** DATA follows **

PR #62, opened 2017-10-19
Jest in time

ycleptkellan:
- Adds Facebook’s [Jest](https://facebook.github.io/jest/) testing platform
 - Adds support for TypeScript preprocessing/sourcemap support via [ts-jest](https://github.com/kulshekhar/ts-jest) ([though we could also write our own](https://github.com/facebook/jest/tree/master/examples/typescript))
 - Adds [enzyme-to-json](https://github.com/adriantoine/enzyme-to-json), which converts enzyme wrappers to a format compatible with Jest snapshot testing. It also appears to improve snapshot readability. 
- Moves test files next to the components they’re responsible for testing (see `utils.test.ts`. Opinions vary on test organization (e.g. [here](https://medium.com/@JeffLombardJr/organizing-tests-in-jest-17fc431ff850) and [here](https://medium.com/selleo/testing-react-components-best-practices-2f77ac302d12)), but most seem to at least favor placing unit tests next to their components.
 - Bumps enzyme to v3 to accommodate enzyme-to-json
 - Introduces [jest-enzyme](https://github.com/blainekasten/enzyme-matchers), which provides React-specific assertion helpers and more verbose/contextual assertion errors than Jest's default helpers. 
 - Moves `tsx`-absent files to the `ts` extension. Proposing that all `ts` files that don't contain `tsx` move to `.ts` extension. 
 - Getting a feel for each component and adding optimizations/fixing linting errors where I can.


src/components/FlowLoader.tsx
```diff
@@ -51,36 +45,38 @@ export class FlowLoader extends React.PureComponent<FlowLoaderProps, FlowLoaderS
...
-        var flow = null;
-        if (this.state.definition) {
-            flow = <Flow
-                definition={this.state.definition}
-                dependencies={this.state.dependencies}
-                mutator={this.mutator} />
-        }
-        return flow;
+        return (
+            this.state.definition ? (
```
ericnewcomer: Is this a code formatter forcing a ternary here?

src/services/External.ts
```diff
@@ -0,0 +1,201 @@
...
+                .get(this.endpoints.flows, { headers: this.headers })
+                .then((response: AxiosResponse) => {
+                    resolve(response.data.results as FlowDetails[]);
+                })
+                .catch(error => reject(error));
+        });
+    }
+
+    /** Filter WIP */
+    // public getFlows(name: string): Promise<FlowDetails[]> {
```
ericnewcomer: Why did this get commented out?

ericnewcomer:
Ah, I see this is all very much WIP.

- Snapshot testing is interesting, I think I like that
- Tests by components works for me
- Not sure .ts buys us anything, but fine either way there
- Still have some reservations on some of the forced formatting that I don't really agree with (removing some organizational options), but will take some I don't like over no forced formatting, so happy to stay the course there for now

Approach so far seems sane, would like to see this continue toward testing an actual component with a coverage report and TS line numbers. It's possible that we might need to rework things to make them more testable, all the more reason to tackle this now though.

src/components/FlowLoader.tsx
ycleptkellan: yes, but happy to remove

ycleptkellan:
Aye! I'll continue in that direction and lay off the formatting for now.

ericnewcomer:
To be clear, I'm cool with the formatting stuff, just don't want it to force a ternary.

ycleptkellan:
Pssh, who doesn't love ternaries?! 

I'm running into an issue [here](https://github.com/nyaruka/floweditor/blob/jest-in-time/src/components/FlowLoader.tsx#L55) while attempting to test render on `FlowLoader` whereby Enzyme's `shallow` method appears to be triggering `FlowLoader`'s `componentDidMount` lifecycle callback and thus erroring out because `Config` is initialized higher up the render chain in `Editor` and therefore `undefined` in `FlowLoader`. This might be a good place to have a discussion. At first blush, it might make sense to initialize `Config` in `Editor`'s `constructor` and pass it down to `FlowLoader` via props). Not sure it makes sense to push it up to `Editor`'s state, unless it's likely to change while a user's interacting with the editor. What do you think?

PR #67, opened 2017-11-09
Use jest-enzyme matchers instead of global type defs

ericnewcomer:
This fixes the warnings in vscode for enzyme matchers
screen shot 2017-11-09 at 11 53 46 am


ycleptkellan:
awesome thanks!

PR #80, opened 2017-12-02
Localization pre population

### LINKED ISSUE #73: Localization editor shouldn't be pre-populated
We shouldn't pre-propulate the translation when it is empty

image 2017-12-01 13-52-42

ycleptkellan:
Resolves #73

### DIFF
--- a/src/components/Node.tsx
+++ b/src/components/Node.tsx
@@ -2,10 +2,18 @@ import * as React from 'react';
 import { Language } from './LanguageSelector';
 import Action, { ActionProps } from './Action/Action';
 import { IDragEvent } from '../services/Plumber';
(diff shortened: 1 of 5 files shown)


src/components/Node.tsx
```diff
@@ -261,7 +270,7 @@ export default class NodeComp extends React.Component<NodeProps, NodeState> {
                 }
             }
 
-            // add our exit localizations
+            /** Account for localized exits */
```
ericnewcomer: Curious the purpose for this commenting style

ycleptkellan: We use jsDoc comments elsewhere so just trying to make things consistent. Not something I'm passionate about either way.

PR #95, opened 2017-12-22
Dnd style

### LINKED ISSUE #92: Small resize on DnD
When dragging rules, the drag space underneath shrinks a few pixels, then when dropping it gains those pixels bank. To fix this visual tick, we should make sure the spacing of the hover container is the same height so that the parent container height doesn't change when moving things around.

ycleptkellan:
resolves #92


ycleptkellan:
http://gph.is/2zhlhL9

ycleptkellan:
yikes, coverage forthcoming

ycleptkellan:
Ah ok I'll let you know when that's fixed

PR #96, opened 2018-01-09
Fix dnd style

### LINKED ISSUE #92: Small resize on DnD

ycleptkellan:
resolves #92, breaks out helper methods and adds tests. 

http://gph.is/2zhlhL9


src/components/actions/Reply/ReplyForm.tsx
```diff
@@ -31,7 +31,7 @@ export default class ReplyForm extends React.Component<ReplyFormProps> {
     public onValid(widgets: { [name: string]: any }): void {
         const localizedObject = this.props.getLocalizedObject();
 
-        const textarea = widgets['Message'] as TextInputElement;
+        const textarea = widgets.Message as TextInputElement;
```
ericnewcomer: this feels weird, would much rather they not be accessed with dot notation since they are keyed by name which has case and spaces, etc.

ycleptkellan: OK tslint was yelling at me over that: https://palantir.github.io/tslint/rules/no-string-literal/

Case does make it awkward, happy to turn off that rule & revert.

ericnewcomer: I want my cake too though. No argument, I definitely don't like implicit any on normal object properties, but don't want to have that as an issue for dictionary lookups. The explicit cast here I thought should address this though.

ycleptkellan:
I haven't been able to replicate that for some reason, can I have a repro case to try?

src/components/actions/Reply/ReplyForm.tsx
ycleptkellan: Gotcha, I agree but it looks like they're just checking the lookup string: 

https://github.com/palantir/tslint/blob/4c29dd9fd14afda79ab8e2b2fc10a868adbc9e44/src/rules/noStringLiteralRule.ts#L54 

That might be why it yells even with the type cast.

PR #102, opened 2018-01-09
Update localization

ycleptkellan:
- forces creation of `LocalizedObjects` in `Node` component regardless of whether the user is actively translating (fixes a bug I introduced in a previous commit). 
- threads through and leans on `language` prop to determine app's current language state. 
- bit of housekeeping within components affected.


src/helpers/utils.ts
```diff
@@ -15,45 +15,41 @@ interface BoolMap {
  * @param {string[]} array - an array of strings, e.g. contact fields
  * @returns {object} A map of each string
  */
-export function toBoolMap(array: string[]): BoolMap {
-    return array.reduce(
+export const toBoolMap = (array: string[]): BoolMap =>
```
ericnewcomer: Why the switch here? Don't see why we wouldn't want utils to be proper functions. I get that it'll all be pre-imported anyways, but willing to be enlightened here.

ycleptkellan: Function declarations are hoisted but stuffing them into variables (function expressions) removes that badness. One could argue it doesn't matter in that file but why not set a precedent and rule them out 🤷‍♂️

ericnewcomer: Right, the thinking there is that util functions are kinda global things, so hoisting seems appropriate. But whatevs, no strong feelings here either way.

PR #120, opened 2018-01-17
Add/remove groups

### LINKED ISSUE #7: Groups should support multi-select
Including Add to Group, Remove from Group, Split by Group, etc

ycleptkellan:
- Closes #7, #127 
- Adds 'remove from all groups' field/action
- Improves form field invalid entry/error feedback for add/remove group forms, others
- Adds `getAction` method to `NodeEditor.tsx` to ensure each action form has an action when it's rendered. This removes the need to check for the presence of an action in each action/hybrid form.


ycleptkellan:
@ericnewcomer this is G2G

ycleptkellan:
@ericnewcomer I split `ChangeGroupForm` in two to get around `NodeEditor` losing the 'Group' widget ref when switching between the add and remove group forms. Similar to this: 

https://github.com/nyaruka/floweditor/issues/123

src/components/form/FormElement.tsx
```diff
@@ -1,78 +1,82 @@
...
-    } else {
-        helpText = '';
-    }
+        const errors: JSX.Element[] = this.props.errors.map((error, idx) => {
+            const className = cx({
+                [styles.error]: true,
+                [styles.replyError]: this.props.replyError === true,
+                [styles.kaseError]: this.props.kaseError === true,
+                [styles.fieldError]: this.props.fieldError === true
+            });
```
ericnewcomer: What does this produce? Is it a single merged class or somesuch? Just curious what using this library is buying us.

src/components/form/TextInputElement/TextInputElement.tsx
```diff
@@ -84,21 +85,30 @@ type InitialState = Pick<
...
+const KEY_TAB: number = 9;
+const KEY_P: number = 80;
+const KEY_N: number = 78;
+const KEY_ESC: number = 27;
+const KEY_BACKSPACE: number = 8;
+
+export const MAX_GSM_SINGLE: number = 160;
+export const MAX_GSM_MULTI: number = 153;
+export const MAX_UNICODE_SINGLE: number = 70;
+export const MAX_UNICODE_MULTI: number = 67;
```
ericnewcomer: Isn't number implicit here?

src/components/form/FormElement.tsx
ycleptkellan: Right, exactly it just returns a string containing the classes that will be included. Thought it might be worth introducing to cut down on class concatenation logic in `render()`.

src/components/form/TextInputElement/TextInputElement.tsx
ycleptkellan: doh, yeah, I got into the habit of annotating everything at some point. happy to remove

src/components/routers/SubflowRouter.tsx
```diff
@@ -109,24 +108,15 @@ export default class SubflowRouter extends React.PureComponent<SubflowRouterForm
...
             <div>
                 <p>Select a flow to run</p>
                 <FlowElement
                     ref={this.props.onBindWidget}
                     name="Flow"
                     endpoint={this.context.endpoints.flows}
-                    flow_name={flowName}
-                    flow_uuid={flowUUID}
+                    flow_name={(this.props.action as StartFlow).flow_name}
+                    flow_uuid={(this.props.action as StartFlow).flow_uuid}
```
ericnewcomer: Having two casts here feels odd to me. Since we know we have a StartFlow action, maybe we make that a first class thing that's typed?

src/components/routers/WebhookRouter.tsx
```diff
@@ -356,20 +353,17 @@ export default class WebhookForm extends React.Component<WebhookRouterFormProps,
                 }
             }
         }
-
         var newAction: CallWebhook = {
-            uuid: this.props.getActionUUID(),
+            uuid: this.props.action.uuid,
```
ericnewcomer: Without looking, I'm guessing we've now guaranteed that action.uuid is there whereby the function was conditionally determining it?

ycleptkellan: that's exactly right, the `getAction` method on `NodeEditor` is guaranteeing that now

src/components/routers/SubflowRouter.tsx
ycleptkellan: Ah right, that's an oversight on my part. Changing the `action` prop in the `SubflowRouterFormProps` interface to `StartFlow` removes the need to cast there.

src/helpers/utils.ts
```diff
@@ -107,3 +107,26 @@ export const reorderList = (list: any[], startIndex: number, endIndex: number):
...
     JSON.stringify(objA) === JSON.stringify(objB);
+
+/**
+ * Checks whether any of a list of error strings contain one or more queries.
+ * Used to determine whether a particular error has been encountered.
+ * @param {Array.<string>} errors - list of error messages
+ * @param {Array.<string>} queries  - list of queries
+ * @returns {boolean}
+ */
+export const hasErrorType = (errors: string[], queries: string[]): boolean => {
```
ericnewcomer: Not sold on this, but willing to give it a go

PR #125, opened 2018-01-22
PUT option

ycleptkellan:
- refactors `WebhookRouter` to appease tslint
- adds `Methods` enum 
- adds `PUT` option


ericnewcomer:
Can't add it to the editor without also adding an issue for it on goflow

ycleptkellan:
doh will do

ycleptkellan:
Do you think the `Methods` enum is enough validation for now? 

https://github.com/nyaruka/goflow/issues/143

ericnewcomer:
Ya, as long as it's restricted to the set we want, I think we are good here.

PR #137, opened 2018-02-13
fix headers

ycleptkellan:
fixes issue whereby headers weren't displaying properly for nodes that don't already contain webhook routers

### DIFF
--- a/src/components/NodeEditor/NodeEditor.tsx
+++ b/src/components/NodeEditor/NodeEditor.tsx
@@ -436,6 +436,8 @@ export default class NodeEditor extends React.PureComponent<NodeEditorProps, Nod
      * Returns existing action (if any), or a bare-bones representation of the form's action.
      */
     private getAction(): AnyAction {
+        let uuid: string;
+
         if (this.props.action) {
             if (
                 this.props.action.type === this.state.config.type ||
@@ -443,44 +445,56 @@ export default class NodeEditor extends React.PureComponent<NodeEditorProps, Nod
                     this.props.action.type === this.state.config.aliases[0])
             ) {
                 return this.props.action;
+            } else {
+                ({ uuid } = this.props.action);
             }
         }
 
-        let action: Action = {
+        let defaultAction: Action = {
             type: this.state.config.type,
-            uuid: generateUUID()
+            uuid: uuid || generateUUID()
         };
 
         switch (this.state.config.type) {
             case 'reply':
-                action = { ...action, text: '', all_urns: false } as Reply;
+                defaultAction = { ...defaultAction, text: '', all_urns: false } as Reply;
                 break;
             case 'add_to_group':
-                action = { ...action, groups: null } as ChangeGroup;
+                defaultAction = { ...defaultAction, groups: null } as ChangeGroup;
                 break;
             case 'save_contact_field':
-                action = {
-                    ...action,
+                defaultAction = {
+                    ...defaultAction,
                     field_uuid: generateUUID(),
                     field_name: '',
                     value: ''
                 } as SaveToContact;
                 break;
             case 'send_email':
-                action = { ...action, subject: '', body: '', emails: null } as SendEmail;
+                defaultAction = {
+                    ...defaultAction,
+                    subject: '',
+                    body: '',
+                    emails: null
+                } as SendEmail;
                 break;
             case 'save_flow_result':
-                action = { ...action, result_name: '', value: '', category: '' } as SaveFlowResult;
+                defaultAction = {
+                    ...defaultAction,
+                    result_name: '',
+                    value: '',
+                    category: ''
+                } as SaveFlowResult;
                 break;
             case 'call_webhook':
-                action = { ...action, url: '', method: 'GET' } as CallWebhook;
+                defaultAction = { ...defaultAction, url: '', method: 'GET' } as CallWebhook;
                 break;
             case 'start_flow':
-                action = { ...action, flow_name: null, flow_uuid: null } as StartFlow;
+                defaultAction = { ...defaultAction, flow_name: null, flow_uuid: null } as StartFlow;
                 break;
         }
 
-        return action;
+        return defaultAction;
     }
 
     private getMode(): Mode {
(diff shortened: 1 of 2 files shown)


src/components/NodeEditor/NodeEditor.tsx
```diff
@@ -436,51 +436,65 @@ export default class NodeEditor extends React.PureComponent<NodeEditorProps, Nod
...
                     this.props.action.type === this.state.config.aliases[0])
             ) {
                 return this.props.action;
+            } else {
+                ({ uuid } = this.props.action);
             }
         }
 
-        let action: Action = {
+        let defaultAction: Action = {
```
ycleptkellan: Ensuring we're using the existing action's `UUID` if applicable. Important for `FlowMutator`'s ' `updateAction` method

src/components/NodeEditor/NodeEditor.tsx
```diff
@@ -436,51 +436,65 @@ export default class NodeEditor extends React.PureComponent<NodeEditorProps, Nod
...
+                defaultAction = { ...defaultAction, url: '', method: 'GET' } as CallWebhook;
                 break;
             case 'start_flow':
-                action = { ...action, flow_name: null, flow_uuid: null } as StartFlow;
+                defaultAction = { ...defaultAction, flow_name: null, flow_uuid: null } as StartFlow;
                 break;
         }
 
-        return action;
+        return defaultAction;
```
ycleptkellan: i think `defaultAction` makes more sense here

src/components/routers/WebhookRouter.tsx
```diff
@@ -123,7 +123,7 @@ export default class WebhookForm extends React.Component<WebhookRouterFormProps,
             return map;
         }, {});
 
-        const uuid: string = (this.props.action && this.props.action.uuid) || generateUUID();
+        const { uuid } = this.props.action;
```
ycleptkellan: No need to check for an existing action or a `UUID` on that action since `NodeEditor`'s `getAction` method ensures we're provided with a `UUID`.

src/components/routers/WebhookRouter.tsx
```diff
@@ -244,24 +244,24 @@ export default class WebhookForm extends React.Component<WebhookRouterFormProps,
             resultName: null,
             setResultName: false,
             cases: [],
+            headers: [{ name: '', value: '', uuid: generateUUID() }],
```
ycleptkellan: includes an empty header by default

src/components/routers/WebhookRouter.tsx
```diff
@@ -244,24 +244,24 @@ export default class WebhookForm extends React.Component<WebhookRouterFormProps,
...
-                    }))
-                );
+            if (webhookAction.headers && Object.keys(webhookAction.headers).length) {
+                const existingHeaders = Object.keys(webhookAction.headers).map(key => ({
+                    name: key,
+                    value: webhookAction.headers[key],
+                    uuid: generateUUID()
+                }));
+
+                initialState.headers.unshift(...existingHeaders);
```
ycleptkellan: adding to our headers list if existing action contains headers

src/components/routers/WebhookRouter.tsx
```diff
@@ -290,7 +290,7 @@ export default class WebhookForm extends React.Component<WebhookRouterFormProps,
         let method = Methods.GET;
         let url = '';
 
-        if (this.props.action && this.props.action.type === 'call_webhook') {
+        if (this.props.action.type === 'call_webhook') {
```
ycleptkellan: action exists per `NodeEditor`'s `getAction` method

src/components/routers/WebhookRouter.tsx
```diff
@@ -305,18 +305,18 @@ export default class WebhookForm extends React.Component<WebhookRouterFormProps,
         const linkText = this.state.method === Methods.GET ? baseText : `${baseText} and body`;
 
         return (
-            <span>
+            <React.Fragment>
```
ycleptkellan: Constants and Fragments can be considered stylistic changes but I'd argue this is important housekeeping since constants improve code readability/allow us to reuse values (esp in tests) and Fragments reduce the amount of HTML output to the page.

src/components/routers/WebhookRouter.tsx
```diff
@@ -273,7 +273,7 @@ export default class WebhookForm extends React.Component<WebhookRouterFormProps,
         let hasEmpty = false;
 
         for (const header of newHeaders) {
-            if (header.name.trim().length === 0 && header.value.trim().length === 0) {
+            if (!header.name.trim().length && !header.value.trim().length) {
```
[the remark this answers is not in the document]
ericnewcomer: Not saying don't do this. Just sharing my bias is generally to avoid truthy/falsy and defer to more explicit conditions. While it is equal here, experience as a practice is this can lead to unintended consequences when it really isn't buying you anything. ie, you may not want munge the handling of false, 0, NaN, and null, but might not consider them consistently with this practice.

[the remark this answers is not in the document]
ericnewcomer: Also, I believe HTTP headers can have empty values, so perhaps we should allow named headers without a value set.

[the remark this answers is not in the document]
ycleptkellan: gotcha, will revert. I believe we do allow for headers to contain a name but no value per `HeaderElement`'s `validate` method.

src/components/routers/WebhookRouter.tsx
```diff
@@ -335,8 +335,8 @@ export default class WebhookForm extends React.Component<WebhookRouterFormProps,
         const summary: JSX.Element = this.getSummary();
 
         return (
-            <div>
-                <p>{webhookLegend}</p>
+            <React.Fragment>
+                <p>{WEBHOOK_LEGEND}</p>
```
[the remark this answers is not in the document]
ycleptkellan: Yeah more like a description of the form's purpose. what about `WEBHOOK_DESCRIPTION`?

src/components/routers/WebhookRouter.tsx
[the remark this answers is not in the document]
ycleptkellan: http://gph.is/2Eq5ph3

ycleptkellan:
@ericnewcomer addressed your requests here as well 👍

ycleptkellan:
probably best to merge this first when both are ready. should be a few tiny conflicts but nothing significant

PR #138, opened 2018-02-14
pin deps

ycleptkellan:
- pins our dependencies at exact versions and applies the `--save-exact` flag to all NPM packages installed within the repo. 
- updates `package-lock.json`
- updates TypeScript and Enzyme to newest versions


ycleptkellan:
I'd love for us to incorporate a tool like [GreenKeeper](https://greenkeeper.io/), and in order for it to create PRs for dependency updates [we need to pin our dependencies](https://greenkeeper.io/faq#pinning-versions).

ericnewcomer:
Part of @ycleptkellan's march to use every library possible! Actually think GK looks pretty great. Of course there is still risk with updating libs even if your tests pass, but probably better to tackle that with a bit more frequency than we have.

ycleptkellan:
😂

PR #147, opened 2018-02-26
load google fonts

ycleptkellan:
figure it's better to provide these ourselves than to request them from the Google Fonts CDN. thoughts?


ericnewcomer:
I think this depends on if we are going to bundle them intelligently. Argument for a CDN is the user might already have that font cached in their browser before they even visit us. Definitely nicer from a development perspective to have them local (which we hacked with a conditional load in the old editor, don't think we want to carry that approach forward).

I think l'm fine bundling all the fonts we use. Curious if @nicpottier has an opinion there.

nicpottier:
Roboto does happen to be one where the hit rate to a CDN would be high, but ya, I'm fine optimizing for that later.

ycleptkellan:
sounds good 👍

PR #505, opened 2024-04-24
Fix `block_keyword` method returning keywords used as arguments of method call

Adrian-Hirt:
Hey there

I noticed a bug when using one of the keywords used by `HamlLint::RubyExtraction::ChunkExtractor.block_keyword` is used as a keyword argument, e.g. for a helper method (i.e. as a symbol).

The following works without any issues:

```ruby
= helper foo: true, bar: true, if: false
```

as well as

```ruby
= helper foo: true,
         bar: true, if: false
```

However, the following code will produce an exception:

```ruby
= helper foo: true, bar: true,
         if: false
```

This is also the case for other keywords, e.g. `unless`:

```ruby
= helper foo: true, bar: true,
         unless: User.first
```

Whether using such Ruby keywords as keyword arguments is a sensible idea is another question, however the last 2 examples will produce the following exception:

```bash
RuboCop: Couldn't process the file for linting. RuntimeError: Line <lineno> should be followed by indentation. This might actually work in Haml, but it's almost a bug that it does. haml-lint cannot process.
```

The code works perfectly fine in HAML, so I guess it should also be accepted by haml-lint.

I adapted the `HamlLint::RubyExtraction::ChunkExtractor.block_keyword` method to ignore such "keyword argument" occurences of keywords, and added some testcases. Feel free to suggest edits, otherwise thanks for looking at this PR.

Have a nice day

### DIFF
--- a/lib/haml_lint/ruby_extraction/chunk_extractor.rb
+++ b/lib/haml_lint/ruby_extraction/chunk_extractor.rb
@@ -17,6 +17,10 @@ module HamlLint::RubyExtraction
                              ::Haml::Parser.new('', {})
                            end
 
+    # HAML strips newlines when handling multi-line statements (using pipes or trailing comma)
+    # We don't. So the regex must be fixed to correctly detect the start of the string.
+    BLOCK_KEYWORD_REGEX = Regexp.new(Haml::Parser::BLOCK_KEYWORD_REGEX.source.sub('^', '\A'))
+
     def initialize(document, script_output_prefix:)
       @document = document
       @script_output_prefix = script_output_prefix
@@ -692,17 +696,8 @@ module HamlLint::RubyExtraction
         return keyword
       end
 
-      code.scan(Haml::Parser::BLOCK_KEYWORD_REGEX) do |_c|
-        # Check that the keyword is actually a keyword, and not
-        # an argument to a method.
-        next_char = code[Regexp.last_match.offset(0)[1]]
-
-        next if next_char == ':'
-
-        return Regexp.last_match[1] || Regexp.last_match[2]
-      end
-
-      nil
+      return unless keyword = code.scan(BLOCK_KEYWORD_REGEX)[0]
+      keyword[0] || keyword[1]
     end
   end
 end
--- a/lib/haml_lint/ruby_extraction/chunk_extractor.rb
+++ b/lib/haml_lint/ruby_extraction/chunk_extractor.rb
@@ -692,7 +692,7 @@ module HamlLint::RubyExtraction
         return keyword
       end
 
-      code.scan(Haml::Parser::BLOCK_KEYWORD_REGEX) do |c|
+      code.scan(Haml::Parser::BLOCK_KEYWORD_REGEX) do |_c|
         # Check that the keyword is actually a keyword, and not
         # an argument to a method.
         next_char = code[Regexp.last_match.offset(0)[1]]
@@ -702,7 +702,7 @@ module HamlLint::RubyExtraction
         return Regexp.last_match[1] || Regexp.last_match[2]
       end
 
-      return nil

** End of DATA **

- **PROBLEM TO SOLVE**: Which of the lines above include the word "housekeeping"? Copy each of them.

- **OUTPUT OF THE EXERCISE**:
- bit of housekeeping within components affected.
ycleptkellan: Constants and Fragments can be considered stylistic changes but I'd argue this is important housekeeping since constants improve code readability/allow us to reuse values (esp in tests) and Fragments reduce the amount of HTML output to the page.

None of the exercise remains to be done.